PR #1358, opened 2022-05-20
sms: Fix 'cache is not iterable'

ferdnyc:
This PR fixes the following (harmless) error messages in the journal output, when there's no previous cache for a particular SMS thread:

```text
GSConnect[749788]: [/service/plugins/sms.js:_handleDigest:229]: SM-A536U1: cache is not iterable
                   _handleDigest@/home/ferd/.local/share/gnome-shell/extensions/gsconnect@andyholmes.github.io/service/plugins/sms.js:229:35
                   _handleMessages@/home/ferd/.local/share/gnome-shell/extensions/gsconnect@andyholmes.github.io/service/plugins/sms.js:331:22
                   handlePacket@/home/ferd/.local/share/gnome-shell/extensions/gsconnect@andyholmes.github.io/service/plugins/sms.js:199:22
                   handlePacket@/home/ferd/.local/share/gnome-shell/extensions/gsconnect@andyholmes.github.io/service/device.js:421:25
                   _readLoop@/home/ferd/.local/share/gnome-shell/extensions/gsconnect@andyholmes.github.io/service/device.js:345:22
                   async*setChannel@/home/ferd/.local/share/gnome-shell/extensions/gsconnect@andyholmes.github.io/service/device.js:323:18
                   _onChannel@/home/ferd/.local/share/gnome-shell/extensions/gsconnect@andyholmes.github.io/service/manager.js:225:20
                   channel@/home/ferd/.local/share/gnome-shell/extensions/gsconnect@andyholmes.github.io/service/core.js:448:19
                   _onIncomingChannel@/home/ferd/.local/share/gnome-shell/extensions/gsconnect@andyholmes.github.io/service/backends/lan.js:216:18
                   Async*@/home/ferd/.local/share/gnome-shell/extensions/gsconnect@andyholmes.github.io/service/daemon.js:727:17
```

### DIFF
--- a/src/service/plugins/sms.js
+++ b/src/service/plugins/sms.js
@@ -225,7 +225,7 @@ var Plugin = GObject.registerClass({
             }
 
             // If this message is marked read, mark the rest as read
-            if (message.read === MessageStatus.READ) {
+            if (message.read === MessageStatus.READ && cache.length > 0) {
                 for (const msg of cache)
                     msg.read = MessageStatus.READ;
             }


daniellandau:
What is `cache` when it isn't iterable? Is it some object that doesn't have length? If it's undefined then wouldn't this just replace the old error with a new error?

ferdnyc:
> What is `cache` when it isn't iterable? Is it some object that doesn't have length? If it's undefined then wouldn't this just replace the old error with a new error?

It can't be `undefined`, we already checked for that and `continue`d to the next loop iteration a few lines previous. So it has to be some sort of non-iterable value (an empty string? an empty object?); either of those will fail a test of `cache.length > 0` without error.

ferdnyc:
I'm open to a better method of testing for an iterable `cache`, my JS is hardly expert-level. It doesn't appear that `typeof` will work, though, because an iterable array will still return `'object'` for `typeof cache`.

daniellandau:
I don't like having something that ends up as `undefined > 0` which does evaluate to false, but is a very confusing way to go about it.

ferdnyc:
> I don't like having something that ends up as `undefined > 0` which does evaluate to false, but is a very confusing way to go about it.

Fair enough. On further examination, I believe this may have occurred for me only because of some local changes that altered the structure of the cache contents — IOW, it shouldn't be something that anyone encounters normally. I'll close it as probably unnecessary.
# # # # # # #
> **Task item**
Write out each line above with the word "false".

> **Result**
I don't like having something that ends up as `undefined > 0` which does evaluate to false, but is a very confusing way to go about it.
> I don't like having something that ends up as `undefined > 0` which does evaluate to false, but is a very confusing way to go about it.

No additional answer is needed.